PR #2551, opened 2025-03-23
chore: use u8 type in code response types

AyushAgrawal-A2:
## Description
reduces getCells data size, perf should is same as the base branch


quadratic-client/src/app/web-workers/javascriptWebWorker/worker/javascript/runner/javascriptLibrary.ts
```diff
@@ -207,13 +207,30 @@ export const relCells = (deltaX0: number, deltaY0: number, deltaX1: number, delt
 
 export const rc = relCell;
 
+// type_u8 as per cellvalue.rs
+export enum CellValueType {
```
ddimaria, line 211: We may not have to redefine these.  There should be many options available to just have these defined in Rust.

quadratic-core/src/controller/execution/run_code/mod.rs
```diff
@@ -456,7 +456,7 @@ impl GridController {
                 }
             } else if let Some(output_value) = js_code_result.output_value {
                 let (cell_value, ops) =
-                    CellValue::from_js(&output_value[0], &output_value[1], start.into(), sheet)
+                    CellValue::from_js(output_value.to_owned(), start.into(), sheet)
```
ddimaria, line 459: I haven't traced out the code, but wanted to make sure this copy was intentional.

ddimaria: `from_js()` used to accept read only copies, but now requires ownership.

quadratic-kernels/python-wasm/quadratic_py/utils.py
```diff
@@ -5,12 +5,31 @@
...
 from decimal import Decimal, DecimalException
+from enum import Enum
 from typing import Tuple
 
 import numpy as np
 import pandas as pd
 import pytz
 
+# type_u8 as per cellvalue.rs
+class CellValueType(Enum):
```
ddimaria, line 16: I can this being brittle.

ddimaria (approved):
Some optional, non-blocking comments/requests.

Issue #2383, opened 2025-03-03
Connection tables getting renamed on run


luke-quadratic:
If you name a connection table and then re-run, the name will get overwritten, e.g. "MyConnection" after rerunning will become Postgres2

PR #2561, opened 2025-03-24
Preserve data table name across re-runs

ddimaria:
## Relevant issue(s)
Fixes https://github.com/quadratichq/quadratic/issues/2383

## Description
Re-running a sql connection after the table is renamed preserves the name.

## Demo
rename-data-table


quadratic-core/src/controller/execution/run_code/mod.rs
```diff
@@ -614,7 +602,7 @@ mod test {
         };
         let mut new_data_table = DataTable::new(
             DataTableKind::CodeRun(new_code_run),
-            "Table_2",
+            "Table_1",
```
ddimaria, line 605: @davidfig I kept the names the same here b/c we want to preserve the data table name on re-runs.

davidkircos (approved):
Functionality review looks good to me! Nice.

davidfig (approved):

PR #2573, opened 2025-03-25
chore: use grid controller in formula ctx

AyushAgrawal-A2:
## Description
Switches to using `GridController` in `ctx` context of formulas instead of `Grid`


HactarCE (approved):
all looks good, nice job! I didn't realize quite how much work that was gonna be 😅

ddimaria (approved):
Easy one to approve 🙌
= = = =
_TASK OBJECTIVE_:
Please report how many lines in the listing above contain the word "davidfig", and give nothing but the number.

_ANSWER TO THIS PROBLEM_:
2